Clinton acknowledges that coal is losing out in a world worried about global warming and flooded with cheap natural gas. Clinton has proposed a $30 billion plan that would guarantee miners’ pensions and health care benefits, as coal companies descend into bankruptcy and would fund local schools and other public infrastructure as the coal economy suffers.

Some might say this is a kind of justice. The professors say it is good politics.

Not good enough, according to The Guardian’s Dan Roberts, who was in Eastern Kentucky last week, following former President Bill Clinton around the coalfields. Clinton was booed by miners in Prestonsburg, who blame Democrats for the decline in the industry.

Roberts says Appalachia is Trump country. Of the 420 counties in the Appalachian region, he writes, Trump won all but 16 in the Republican primary.

Meanwhile, some polls far in advance of November’s election finds that Trump is neck-and-neck with Clinton in Virginia, Ohio and Pennsylvania, all Democratic states in recent elections. Roberts argues this is because, in part, Trump does so well in these Appalachian counties.

(Roberts implies that President Obama did well in Appalachian counties in his elections. He did not.)

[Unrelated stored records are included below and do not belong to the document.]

PR #1009, opened 2024-09-24
Add indexAllowlist to snapshot create command

mikaylathompson:
### Description
Add an `--index-allowlist` flag to the `CreateSnapshot` command, which passes the list of fields to the snapshot creation api call.

### Issues Resolved

### Testing
Snapshot tests added.

### Check List


CreateSnapshot/src/test/java/org/opensearch/migrations/TestCreateSnapshot.java
```diff
@@ -0,0 +1,115 @@
...
+        }
+    }
+
+    @Test
+    public void testSnapshotCreateWithIndexAllowlist() throws Exception {
+        var snapshotName = "my_snap";
+        var indexAllowlist = List.of("allowed_index_1", "allowed_index_2");
+
+        final FullHttpRequest[] createSnapshotRequest = new FullHttpRequest[1];
+        final String[] createSnapshotRequestContent = {""};
```
mikaylathompson, line 83: These arrays were IntelliJ's suggestion to fix the issue that you can't use a non-final in a lambda. Open to a better suggestion if this is not the right way to resolve it.

CreateSnapshot/src/main/java/org/opensearch/migrations/CreateSnapshot.java
```diff
@@ -59,6 +61,10 @@ public static class Args {
             "--s3-role-arn" }, required = false, description = "The role ARN the cluster will assume to write a snapshot to S3")
         public String s3RoleArn;
 
+        @Parameter(names = {
+            "--index-allowlist" }, required = false, description = "A comma separated list of indices to include in the snapshot. If not provided, all indices are included.")
```
gregschohn, line 65: nit: It would be nice for this to be can you format these to put each annotation parameter its own line (like what's done for CaptureProxy & TrafficReplayer).  Like this
```
        @Parameter(
            required = false,
            names = {"--insecure" },
            arity = 0, description = "Do not check the server's certificate")
        boolean allowInsecureConnections;
```

CreateSnapshot/src/test/java/org/opensearch/migrations/TestCreateSnapshot.java
gregschohn: Yeah - sorry.  This is a java-ism.  It makes me realize why the capture specifiers in C++ `[=foo,&bar]` really aren't that bad!

You can also do an AtomicReference/AtomicInteger, etc.  I usually do the AtomicReference thing because it seems more clear to me.  Our codebase isn't to the level of consistency where it matters, especially for test cases!

CreateSnapshot/src/test/java/org/opensearch/migrations/TestCreateSnapshot.java
```diff
@@ -0,0 +1,115 @@
...
+            String registerRepoRequestContent = capturedRequestList.get(0).getRight();
+            FullHttpRequest createSnapshotRequest = capturedRequestList.get(1).getLeft();
+            String createSnapshotRequestContent = capturedRequestList.get(1).getRight();
+
+            assert registerRepoRequest.uri().equals("/_snapshot/migration_assistant_repo");
+            assert registerRepoRequest.method().toString().equals("PUT");
+            assert registerRepoRequestContent.equals("{\"type\":\"s3\",\"settings\":{\"bucket\":\"new-bucket\",\"region\":\"us-east-2\",\"base_path\":null}}");
+            assert createSnapshotRequest.uri().equals("/_snapshot/migration_assistant_repo/" + snapshotName);
+            assert createSnapshotRequest.method().toString().equals("PUT");
+            assert createSnapshotRequestContent.equals("{\"indices\":\"_all\",\"ignore_unavailable\":true,\"include_global_state\":true}");
```
gregschohn, line 73: these are java language assertions.  If the unit tests were run w/out -ea, these wouldn't be evaluated.  If one fails, we probably won't always get the same support that we get in all of our tools to give more hints about what the issues were.

Import Assertions and use `Assertions.assertEquals(EXPECTED, ACTUAL, OPTIONAL_AND_RARELY_USED_MESSAGE)` and the other many helpers w/in the Assertions class.  Just find "Assertions." for many examples.

CreateSnapshot/src/test/java/org/opensearch/migrations/TestCreateSnapshot.java
```diff
@@ -0,0 +1,115 @@
+package org.opensearch.migrations;
+
+import java.nio.charset.StandardCharsets;
+import java.time.Duration;
+import java.util.ArrayList;
+import java.util.List;
+import java.util.Map;
+
+import org.apache.commons.lang3.tuple.Pair;
```
gregschohn, line 9: this is a bit risky since you're (I think) depending on a transitive dependency.  
For a test case, it's reasonable to take on extra dependencies that you normally wouldn't want to take on.
That said, the lack of a Pair<> type is well-known for Java devs.  Normally, we just do Map.Entry<> for the type and instantiate `new AbstractMap.SimpleEntry<>(V1, V2)`.  For test code, I'm fine w/ another dependency on this or vavr.io or whatever, it will probably eventually be refactored away to keep dependency graphs smaller.

CreateSnapshot/src/main/java/org/opensearch/migrations/CreateSnapshot.java
AndreKurait, line 65: Do we want to align this with document migration which excludes system indicies?

CreateSnapshot/src/test/java/org/opensearch/migrations/TestCreateSnapshot.java
AndreKurait: an AtomicReference/AtomicString would make more sense here

CreateSnapshot/src/test/java/org/opensearch/migrations/TestCreateSnapshot.java
```diff
@@ -0,0 +1,115 @@
...
+            SnapshotRunner.run(snapshotCreator);
+
+            FullHttpRequest registerRepoRequest = capturedRequestList.get(0).getLeft();
+            String registerRepoRequestContent = capturedRequestList.get(0).getRight();
+            FullHttpRequest createSnapshotRequest = capturedRequestList.get(1).getLeft();
+            String createSnapshotRequestContent = capturedRequestList.get(1).getRight();
+
+            assert registerRepoRequest.uri().equals("/_snapshot/migration_assistant_repo");
+            assert registerRepoRequest.method().toString().equals("PUT");
+            assert registerRepoRequestContent.equals("{\"type\":\"s3\",\"settings\":{\"bucket\":\"new-bucket\",\"region\":\"us-east-2\",\"base_path\":null}}");
```
gregschohn, line 70: is base_path = null right?
You might want to normalize the json in the test and from the java class so that if one pretty-prints, you aren't in trouble with a difference.
hamcrest lets you do fancy deep mappings too - but it's another thing to learn and therefore has been a barrier to entry for me (others use it a lot)

CreateSnapshot/src/main/java/org/opensearch/migrations/CreateSnapshot.java
mikaylathompson: I lean towards including them by default. I'm fine with not transferring them by default, but if a user ends up wanting to move some/all of them, it would be very annoying to discover that the snapshot didn't include them.

CreateSnapshot/src/test/java/org/opensearch/migrations/TestCreateSnapshot.java
mikaylathompson: Okay, cool, thanks -- updated this to AtomicReferences

CreateSnapshot/src/test/java/org/opensearch/migrations/TestCreateSnapshot.java
mikaylathompson: This is so much better!

CreateSnapshot/src/test/java/org/opensearch/migrations/TestCreateSnapshot.java
```diff
@@ -18,8 +22,12 @@
 import org.opensearch.migrations.testutils.SimpleNettyHttpServer;
 
 import io.netty.handler.codec.http.FullHttpRequest;
+import io.netty.handler.codec.http.HttpMethod;
 import lombok.extern.slf4j.Slf4j;
 
+import static org.hamcrest.CoreMatchers.containsString;
+import static org.hamcrest.MatcherAssert.assertThat;
```
gregschohn, line 29: nit: I hate all static imports (others disagree though).

gregschohn (approved):

CreateSnapshot/src/test/java/org/opensearch/migrations/TestCreateSnapshot.java
gregschohn: I like the indenting job that you did.  Thanks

Why is Clinton lagging in these states? Roberts finds a lot of economic angst and a desire to return to better days, a promise Trump makes. Meanwhile, Roberts finds that Bill Clinton’s argument is not winning over many voters. He’s trying, though.

“I grew up in a place like this. I hope to be the last American president to grow up without an indoor toilet,” Bill Clinton told the miners. “Everybody believed they could make tomorrow better than today … but we are not going to get anywhere screaming at each other.”

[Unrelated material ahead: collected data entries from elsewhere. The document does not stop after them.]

PR #1014, opened 2024-09-25
Updated the ES 7.X transformation code to handle arbitrary type names

chelma:
### Description
* Per user bug report, we were not handling transformation of index mappings correctly.  The issue appears to be that, while ES 7.X doesn't make it default to specify type names for mappings in an index, it is possible, and our code did not gracefully handle that situation.  The solution was to accept all type names.
* Added a new ES 7.10 Snapshot and unit tests to exercise the particular failure mode

### Issues Resolved
* N/A

### Testing
* Local testing w/ Docker containers; unit tests.
* Loaded the new test snapshot into a EC2 source cluster and migrated it to an AOS target cluster using the Migration Console:

```
(.venv) bash-5.2# console metadata migrate --component-template-allowlist fwc_settings,fwc_mappings --index-template-allowlist fwc_template
Command line arguments: --otel-collector-endpoint http://localhost:4317 migrate --snapshot-name rfs-snapshot --target-host https://vpc-os-cluster-aws-integ-a2z3xm6v3nzxcgll5oldkej7bi.us-east-2.es.amazonaws.com:443 --min-replicas 1 --s3-local-dir /tmp/migration-rfs-snapshot-n9hfh5gp --s3-repo-uri s3://migration-artifacts-672500112149-aws-integ-us-east-2/rfs-snapshot-repo --s3-region us-east-2 --component-template-allowlist fwc_settings,fwc_mappings --index-template-allowlist fwc_template

Starting Metadata Migration
Clusters:
   Source:
      Snapshot: ELASTICSEARCH 7.10.0 S3Repo(s3RepoUri=org.opensearch.migrations.bulkload.common.S3Uri@687eb455)

   Target:
      Remote Cluster: OPENSEARCH 2.11.0 ConnectionContext(uri=https://vpc-os-cluster-aws-integ-a2z3xm6v3nzxcgll5oldkej7bi.us-east-2.es.amazonaws.com:443, protocol=HTTPS, insecure=false, compressionSupported=false)


Migrated Items:
   Index Templates:
      fwc_template

   Component Templates:
      fwc_mappings, fwc_settings

   Indexes:
      bwc_index_1, fwc_index_1

   Aliases:
      bwc_alias, fwc_alias


Results:
   0 issue(s) detected

Command executed successfully
```

### Check List


RFS/src/main/java/org/opensearch/migrations/bulkload/transformers/TransformFunctions.java
```diff
@@ -78,17 +78,24 @@ public static void removeIntermediateMappingsLevels(ObjectNode root) {
...
-            return (ObjectNode) actualMappingsRoot.get("doc").deepCopy();
-        } else if (actualMappingsRoot.has("audit_message")) {
-            return (ObjectNode) actualMappingsRoot.get("audit_message").deepCopy();
-        } else {
-            throw new IllegalArgumentException("Mappings root does not contain one of the expected keys");
+        ObjectNode actualMappingCopy = (ObjectNode) actualMappingsRoot.get(actualMappingsRoot.fieldNames().next()).deepCopy();
+
+        // Confirm the thing we retrieved has the shape we expect
+        if (!actualMappingCopy.has("properties")) {
+            throw new IllegalArgumentException("Mappings object does not contain the expected properties key");
```
mikaylathompson, line 95: Okay, I'm not sure I understand exactly what's happening here and how it maps to the customer case.

My understanding is that their data structure looked like:
```
  {
    "mappings" : {
      "properties" : {
        "account_id" : ...,
        "next_field_here":...
      }
    }
  }
```

So `mappingsRoot` is the `mappings` item. This code seems to say that there needs to be a layer (`actualMappingsRoot`) between `mappings` and `properties`. But the customer JSON doesn't have a layer there. Am I missing understanding something here?

AndreKurait: There's two things going on here, 1. in the API, when `?include_type_names=false` which is the default, what you showed is returned In the API, when `?include_type_names=true`, then the type key is included, in the snapshot, this is always included (plus wrapping it in an array)

@chelma, IIRC, @peternied demo'd functionality to migrate metadata from a cluster instead of a snapshot. can you confirm that works with this?

RFS/src/main/java/org/opensearch/migrations/bulkload/transformers/TransformFunctions.java
```diff
@@ -78,17 +78,24 @@ public static void removeIntermediateMappingsLevels(ObjectNode root) {
...
     // Extract the mappings from their single-member list, will start like:
     // [{"_doc":{"properties":{"address":{"type":"text"}}}}]
+    //
+    // There should only be a single member in the list because multi-type mappings were deprecated in ES 6.X and
+    // removed in ES 7.X.  This list structure appears to be a holdover from previous versions of Elasticsearch.
+    // The exact name of the type can be arbitrarily chosen by the user; the default is _doc.  We need to extract
+    // the mappings from beneath this intermediate key regardless of what it is named.
     public static ObjectNode getMappingsFromBeneathIntermediate(ArrayNode mappingsRoot) {
+        if (mappingsRoot.size() != 1) {
+            throw new IllegalArgumentException("Mappings root does not contain a single member list");
```
AndreKurait, line 88: Please include the number found in the message here

RFS/src/main/java/org/opensearch/migrations/bulkload/transformers/TransformFunctions.java
```diff
@@ -78,17 +78,20 @@ public static void removeIntermediateMappingsLevels(ObjectNode root) {
...
-            return (ObjectNode) actualMappingsRoot.get("doc").deepCopy();
-        } else if (actualMappingsRoot.has("audit_message")) {
-            return (ObjectNode) actualMappingsRoot.get("audit_message").deepCopy();
-        } else {
-            throw new IllegalArgumentException("Mappings root does not contain one of the expected keys");
+
+        if (mappingsRoot.size() != 1) {
+            throw new IllegalArgumentException("Mappings root does not contain a single member list");
         }
+        actualMappingsRoot.size();
```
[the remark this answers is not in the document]
chelma: Nothing; was a bad line of code that I pruned in a later commit.

RFS/src/main/java/org/opensearch/migrations/bulkload/transformers/TransformFunctions.java
chelma: @AndreKurait Good call, lemme look into that.

chelma: > @chelma, IIRC, @peternied demo'd functionality to migrate metadata from a cluster instead of a snapshot. can you confirm that works with this?

Great catch; this behavior is still broken.  Addressing it will also address Mikayla's concern about "what if there isn't an intermediary".

mikaylathompson (approved):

Robert concludes: “The trouble is that tomorrow did arrive in many parts of the US, and not everyone liked what it looked like. For now, the voices shouting loudest about it – not just in rural Appalachia, but in cities across the US where the middle class is shrinking – are perhaps the ones more voters want to hear.”

Hillary Clinton is preparing for a battle in these states, writes Washington Post reporter Abby Phillip. And Trump thinks he will do better in some states because he has a stronger pull with rural voters.

Phillip writes:

“Low enthusiasm on the Democratic side, high enthusiasm on his side, winning over lots of men and winning over rural voters — that’s the case for Trump,” (Obama’s 2008 Wisconsin state director Dan) Kanninen said. But given the antipathy toward Trump among establishment Republicans in the state, he added that Trump will have trouble unifying his own party.

Finally, on another note, a Community College of Philadelphia professor writes about the “stigma” he and his students feel for not being at a four-year college or university.

Brian Goedde writes that there are 1,665 community colleges nationwide that are teaching just about half of all college students enrolled in public institutions. Many of those colleges, of course, are in rural communities.

Goedde notes that President Obama has been a cheerleader for community colleges. There was a White House Summit on Community Colleges in 2010 and the President described these schools as the “unsung heroes of America’s education system.”

But there is “one last, great thing Mr. Obama can do for us,” Goedde writes. “Speak at a community college graduation. The foundation of community college school spirit will certainly be one of his legacies, and the president should have a crowd robed in bright, bold colors to thank him in return.”